A typical pressurized thermal shock (PTS) experi­ment can be conducted by loading a thick-wall pres­sure vessel with an embedded crack by an external load and a severe thermal transient. The aim of a PTS experiment is to load the test vessel so that unstable crack initiation occurs. In connection with these large-scale PTS tests, a material test program is typically performed to produce the necessary mate­rial property data. If the thermal transient includes large temperature changes, any crack initiation after the peak temperature may be affected by the WPS effect. WPS involves the material loaded at the peak temperature during the thermal transient to a stress-intensity level that is higher than the critical fracture toughness at lower temperatures during the transient. Because the material was preloaded to a higher toughness level, the critical fracture toughness at a lower temperature of the transient is higher than without the preloading. The WPS effect is complex and is related to the crack tip stress state and is expected to be most pronounced in short transients where strain ageing will not diminish the effect.

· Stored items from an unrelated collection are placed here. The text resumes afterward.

Issue #100, opened 2026-05-12
Phase 3c — Split mapping_service.py god object (closes plan items p3c-...)


mphacker:
## Phase 3c — Split the 4 412-line `mapping_service.py` god object

Tracking issue for Phase 3c of the Video Pipeline Hardening plan
(see `<session-state>/plan.md` for full plan).

### Goal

4.14.3.2.1 PTS test by Framatome

In the 1980s, Framatome performed a thermal shock pressure test for a thick-wall pressure vessel, includ­ing a very long but shallow crack.29 The crack length (2c) in the 230-mm-thick cylinder was 1000mm and the depth (a) was 17 mm. The vessel material (A508 Cl. 3) was characterized by KIc tests conducted with large, 75 and 100-mm thick, C(T) specimens. The aim was to characterize the material directly ahead of the crack front. The data from these characterization tests have been reanalyzed using the Master Curve
method.30 The analysis was performed by making the size adjustment of the material test data to the 1000 mm crack length, corresponding to that of the vessel. After this correction, the material characteri­zation data and the crack tip load data for the test vessel for the observed first, second, and third initia­tions should fall on the same Master Curve. The comparison in Figure 24 shows that the vessel initia­tions occurred within the 5% and 95% fracture probability bounds estimated for the material, that is, two initiations fell almost on the mean Master Curve and the third close to the 95% probability level. In this case, the result indicates no WPS effect between the initiations, although some effect can be expected due to some warm prestressing during the decreasing temperature of the transient. The C(T) fracture toughness and the PTS test data generally coincide for all three initiations.